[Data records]
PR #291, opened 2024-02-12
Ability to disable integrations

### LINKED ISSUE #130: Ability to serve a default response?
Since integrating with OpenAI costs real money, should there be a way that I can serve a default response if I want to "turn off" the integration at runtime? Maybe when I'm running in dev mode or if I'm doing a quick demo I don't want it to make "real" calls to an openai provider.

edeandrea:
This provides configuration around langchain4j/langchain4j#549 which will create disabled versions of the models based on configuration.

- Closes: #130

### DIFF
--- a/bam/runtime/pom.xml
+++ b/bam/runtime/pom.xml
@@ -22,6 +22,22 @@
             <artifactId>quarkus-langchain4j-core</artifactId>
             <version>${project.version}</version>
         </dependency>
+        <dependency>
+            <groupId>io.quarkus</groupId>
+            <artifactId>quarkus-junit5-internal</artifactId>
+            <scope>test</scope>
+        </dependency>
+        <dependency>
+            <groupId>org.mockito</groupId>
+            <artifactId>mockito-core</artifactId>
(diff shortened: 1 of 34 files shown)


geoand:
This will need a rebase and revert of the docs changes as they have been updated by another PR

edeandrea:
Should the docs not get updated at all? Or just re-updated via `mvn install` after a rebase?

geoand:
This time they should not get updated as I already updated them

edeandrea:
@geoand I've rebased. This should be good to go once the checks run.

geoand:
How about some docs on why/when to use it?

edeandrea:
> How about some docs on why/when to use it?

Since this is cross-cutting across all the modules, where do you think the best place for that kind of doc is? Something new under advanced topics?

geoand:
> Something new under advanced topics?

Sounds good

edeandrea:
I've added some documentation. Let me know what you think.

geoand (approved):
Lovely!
==
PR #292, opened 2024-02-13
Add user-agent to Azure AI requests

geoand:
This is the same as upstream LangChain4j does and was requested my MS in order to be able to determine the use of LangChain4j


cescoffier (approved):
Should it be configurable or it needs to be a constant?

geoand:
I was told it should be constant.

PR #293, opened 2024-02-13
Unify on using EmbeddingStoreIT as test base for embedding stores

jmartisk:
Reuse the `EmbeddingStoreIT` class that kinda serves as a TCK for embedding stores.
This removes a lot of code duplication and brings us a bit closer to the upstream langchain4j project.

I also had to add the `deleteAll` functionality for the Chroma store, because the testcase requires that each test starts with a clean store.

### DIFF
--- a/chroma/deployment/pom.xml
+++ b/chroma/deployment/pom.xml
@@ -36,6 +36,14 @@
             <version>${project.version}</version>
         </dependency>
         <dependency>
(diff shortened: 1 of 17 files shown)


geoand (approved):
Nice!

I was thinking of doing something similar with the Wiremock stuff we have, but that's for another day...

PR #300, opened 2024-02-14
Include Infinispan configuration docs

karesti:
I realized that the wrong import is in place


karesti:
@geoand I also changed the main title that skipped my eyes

#### TASK INSTRUCTIONS
Across all lines of the data above, count those that contain the word "they", giving the number without further comment.

#### OUTPUT OF THE TASK
2